Exercise => Copy every line from the records that holds the word "ChildStderr".

===

PR #9586, opened 2021-02-23
test(lsp): add benchmarking tests

kitsonk:
This will ultimately add benchmarks for the LSP server.


cli/bench/lsp.rs
```diff
@@ -0,0 +1,274 @@
...
+  runtime::Builder::new_current_thread()
+    .enable_io()
+    .enable_time()
+    // for performance purposes, we might as well allow this to go to as
+    // many threads as it can, so that the harness doesn't become the bottle
+    // neck
+    // .max_blocking_threads(32)
+    .build()
+    .unwrap()
+}
```
ry, line 63: Why not use `tokio_util::create_basic_runtime()`?

cli/bench/lsp.rs
```diff
@@ -0,0 +1,274 @@
...
+
+pub(crate) fn run_local<F, R>(future: F) -> R
+where
+  F: std::future::Future<Output = R>,
+{
+  let rt = create_basic_runtime();
+  rt.block_on(future)
+}
```
ry, line 71: tokio_util::run_basic

cli/bench/lsp.rs
```diff
@@ -0,0 +1,274 @@
...
+  pub output: Lines<BufReader<ChildStderr>>,
+  reader: BufReader<ChildStdout>,
+  start: Instant,
+  writer: BufWriter<ChildStdin>,
+}
+
+impl LspClient {
+  pub fn new(deno_exe: &PathBuf) -> Result<Self, AnyError> {
+    let mut child = Command::new(deno_exe)
+      .kill_on_drop(true)
```
ry, line 83: Aside: `kill_on_drop` - cool - I didn't know about this method

cli/bench/lsp.rs
```diff
@@ -0,0 +1,274 @@
...
+      .args(&["lsp"])
+      .stderr(Stdio::piped())
+      .stdin(Stdio::piped())
+      .stdout(Stdio::piped())
+      .spawn()?;
+
+    let stdout = child
+      .stdout
+      .take()
+      .ok_or_else(|| generic_error("could not get handle to stdout"))?;
```
ry, line 93: Nit: This isn't user facing code, unwrap is sufficient.

cli/bench/lsp.rs
```diff
@@ -0,0 +1,274 @@
...
+      .stdin
+      .take()
+      .ok_or_else(|| generic_error("could not get handle to stdin"))?;
+    let writer = BufWriter::new(stdin);
+
+    let stderr = child
+      .stderr
+      .take()
+      .ok_or_else(|| generic_error("could not get handle to stderr"))?;
+    let output = BufReader::new(stderr).lines();
```
ry, line 106: Is data transmitted over stderr? Maybe it's easier to debug if stderr inherits

cli/bench/lsp.rs
```diff
@@ -0,0 +1,274 @@
...
+        break;
+      }
+    }
+
+    let mut msg_buf = vec![0_u8; content_length];
+    let bytes_read = self.reader.read(&mut msg_buf).await?;
+    assert_eq!(bytes_read, content_length);
+    let msg = serde_json::from_slice(&msg_buf)?;
+
+    Ok(msg)
```
ry, line 148: Nice mini-parser.

This could be made into a standalone function that operates on an abstract AsyncRead. Then we could pass it some canned data to see if it parses it correctly.

```rust
fn parse_lsp_message<R>(reader: R) -> Result<Vec<u8>, AnyError>
 where
    R: AsyncRead
{
    /// ... 
}

fn test_parser() {
   let msg = "content-length: 11\r\n\r\nhello world";
   let buf = std::io::Cursor::new(msg.as_bytes());
   assert_eq!(parse_lsp_message(buf), "hello world".as_bytes());
}

 
```

cli/bench/lsp.rs
```diff
@@ -0,0 +1,274 @@
...
+
+  pub async fn read<V>(&mut self) -> Result<V, AnyError>
+  where
+    V: de::DeserializeOwned,
+  {
+    let mut content_length = 0_usize;
+    loop {
+      let mut buf = String::new();
+      self.reader.read_line(&mut buf).await?;
+      if let Some(captures) = CONTENT_TYPE_REG.captures(&buf) {
```
ry, line 132: nit: bit simpler `buf.to_lowercase().starts_with("content-type:")`

cli/bench/lsp.rs
```diff
@@ -0,0 +1,274 @@
...
+    let msg = serde_json::from_slice(&msg_buf)?;
+
+    Ok(msg)
+  }
+
+  pub async fn write(&mut self, value: Value) -> Result<(), AnyError> {
+    let msg = format!(
+      "Content-Length: {}\r\n\r\n{}",
+      value.to_string().as_bytes().len(),
+      value
```
ry, line 155: nit: converts value to string twice

cli/bench/lsp.rs
```diff
@@ -0,0 +1,274 @@
...
+    }))
+    .await?;
+
+  let mut exec_times = HashMap::new();
+  exec_times.insert("startup_shutdown".to_string(), client.duration());
+
+  println!("lsp bench: {:?}", exec_times);
+
+  Ok(exec_times)
+}
```
ry, line 274: Nice.

I have no idea how long this takes, but if its very fast, maybe loop and do this 1000 times (or whatever).

cli/bench/main.rs
```diff
@@ -401,38 +403,40 @@ fn cargo_deps() -> usize {
...
+  max_latency: HashMap<String, f64>,
   max_memory: HashMap<String, u64>,
+  lsp_exec_time: HashMap<String, u128>,
   req_per_sec: HashMap<String, u64>,
-  max_latency: HashMap<String, f64>,
-  thread_count: HashMap<String, u64>,
+  sha1: String,
   syscall_count: HashMap<String, u64>,
+  thread_count: HashMap<String, u64>,
+  throughput: HashMap<String, f64>,
```
ry, line 421: sha1 and created_at are special metadata, and should probably remain at the top for easy viewing

cli/bench/lsp.rs
kitsonk: 🤦  I thought it was in a different crate, but I guess it isn't... silly me.

cli/bench/lsp.rs
kitsonk: Only on `tokio::process::Command`...

cli/bench/lsp.rs
kitsonk: No data is transmitted... it is just what the lsp logs, like:

```
Starting Deno language server...
  version: 1.7.4 (debug, x86_64-apple-darwin)
Connected to "Visual Studio Code" 1.53.2
language server initialized
Server ready.
```

cli/bench/lsp.rs
kitsonk: but how to easily extract the length to size the buffer?

cli/bench/lsp.rs
ry: In the case of a panic, it would be nice to see that in the logs.
I suggest removing the `stderr(Stdio::piped())` bit.

cli/bench/lsp.rs
kitsonk: About 400ms on my machine and it seems fairly consistent... because there is time to start up the tsc isolate and generate the first diagnostics...  Something like 10 times for this one, but I think this will truly be the "baseline" one, and then we need a "more complex" one.

cli/bench/lsp.rs
ry: Ah I didn't realize this was tokio::process::Command... Do we really need to interact with the "deno lsp" child process in an asynchronous way? I think std::process::Command might be sufficient.  I'm slightly worried we might end up running multiple benchmarks concurrently or something.

cli/bench/lsp.rs
ry: oh right - you still need to extract it. Probably simpler using the RE.

cli/bench/lsp.rs
```diff
@@ -0,0 +1,274 @@
...
+use tokio::io::AsyncBufReadExt;
+use tokio::io::AsyncReadExt;
+use tokio::io::AsyncWriteExt;
+use tokio::io::BufReader;
+use tokio::io::BufWriter;
+use tokio::io::Lines;
+use tokio::process::ChildStderr;
+use tokio::process::ChildStdin;
+use tokio::process::ChildStdout;
+use tokio::process::Command;
```
ry, line 24: Use std::process::Command - I don't think this needs to be async.

cli/bench/lsp.rs
kitsonk: I have found it really hard to find a way to not block the stdout/stdin, and if they get blocked, the lsp can stop responding, it was the problem I had when I first tried the integration harness, which is partly why I was avoiding revisiting it, but the `tokio::process::Command` makes it so much easier to not block, and we really need to handle the requests and responses.  I actually found out that if I fired in all the commands and then read the results, the lsp actually complains that the "shutdown" command is invalid, because it knows that other messages haven't been sent.

Not going to run multiple benchmarks at the same time.  That would only happen with multiple instances of the `LspClient` which simply won't occur and the collection of the benchmarks for the lsp is blocked in the main.rs.

ry: As far as I can see below, you await each read/write serially. AFAICT there would be no effective difference if this was done with blocking syscalls.

cli/bench/lsp.rs
kitsonk: inherit, especially for benchmarking, will fill stderr with a lot of useless startup information... as discussed we should pipe it to null

ry (commented):
Is this example one that will be improved by Luca’s std::sync::Mutex patch?

kitsonk:
> Is this example one that will be improved by Luca’s std::sync::Mutex patch?

No, I am working on that now, but I wanted to make sure the basic case was working.

kitsonk:
Ok, there is a test now that opens up a 8400 line document and starts typing a function into it and every 4 edits, it will wait for diagnostics to be published.  I am getting about 2362ms mean for the test on my machine.  I've tried on my machine with a release build and vscode, and while it isn't super laggy, I think the test should be sufficient to detect if we are improving it the right direction.

kitsonk:
Ok Here are some results from my machine:

| | main | #9552 (luca) | #9572 (kit) |
| --- | --: | --: | --: |
| basic | 395 | 389 | 527 |
| big | 2362 | 2329 | 5132 |

Upon reflection, I don't see we are seeing enough of a change in Luca's approach because we aren't doing anything in the test except firing in document changes and waiting for diagnostics to come back, and the big change there was to deprioritise the diagnostics.

I went back and made a change to the test, where I introduced a "human" level of delay in the edits on the test and this is what I got:

| | main | #9552 (luca) | #9572 (kit) |
| --- | --: | --: | --: |
| big | 5110 | 5083 | 5370 |

So under more "realistic" conditions, you start to see things even out.  So it seems like we really need a more holistic test, with requests for hover, code completion, etc...

The biggest challenge I've got is I am not sure of a way to "drain" any pending messages that have already been sent to std out, so I can properly wait for things like diagnostic notifications and request responses.

I guess if I've got a request, response, I should just keep reading until I get the response back and potentially put any other notifications that are hanging out in some sort of "notification queue".  That makes sense...  Ok, I am going to have to restructure some stuff...

lucacasonato:
@kitsonk Can you try with #9552 and #9557 together? I would not expect just #9552 or just #9557 to improve stand alone.

kitsonk:
@lucacasonato that is a lot of merging... I need to fix the test first.  I figured out how and am working on it.

lucacasonato:
Oh sure. I'll push up a merged branch shortly.

ry:
“Big” and “basic” aren’t very descriptive names. We’re going to have to keep them the same forever (well they could be changed but it will be a lot of work). Suggest slightly more future proof names.

ry:
Also it seems to me that Big should be tweaked so that it maximally highlights the change Luca’s patch will make. It’s some unlikely pathological situation - but that’s good for exploring system performance.

kitsonk:
> “Big” and “basic” aren’t very descriptive names. We’re going to have to keep them the same forever (well they could be changed but it will be a lot of work). Suggest slightly more future proof names.

There are `"startup_shutdown"` and `"big_file_edits"` in the code.

> Also it seems to me that Big should be tweaked so that it maximally highlights the change Luca’s patch will make. It’s some unlikely pathological situation - but that’s good for exploring system performance.

I would prefer to ensure the test exhibits the adverse behaviour we were observing versus expecting the outcome of Luca's patch.  Luca's patch is one approach to trying to solve the problem.

Ok, I have the tests fully exhausting the message queue.  This doesn't have "other" things yet, just document changes.  To me this represents more the "crawling" diagnostics that are occurring in main, and the patch looks like it improves performance significantly.

| | main | combined (luca) |
| --- | --: | --: |
| basic | 392 | 453 |
| big | 7457 | 3636 |

ry (approved):
LGTM


We’ll need to do an update in the website2 repo after this lands to display the plot.

PR #9599, opened 2021-02-25
chore(cli/runtime): use re-export serde from deno_core

kitsonk:
We weren't using the re-export of serde/serde_json from deno_core everywhere in the code base, this PR cleans that up.


ry (approved):
👍

bartlomieju:
Maybe remove `serde` from `runtime/Cargo.toml` and `cli/Cargo.toml`?

kitsonk:
> Maybe remove `serde` from `runtime/Cargo.toml` and `cli/Cargo.toml`?

I couldn't figure out a way, as `#[derive()]` then breaks and it still doesn't stop you from importing the crate directly.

===

Written response =>
+  pub output: Lines<BufReader<ChildStderr>>,
+use tokio::process::ChildStderr;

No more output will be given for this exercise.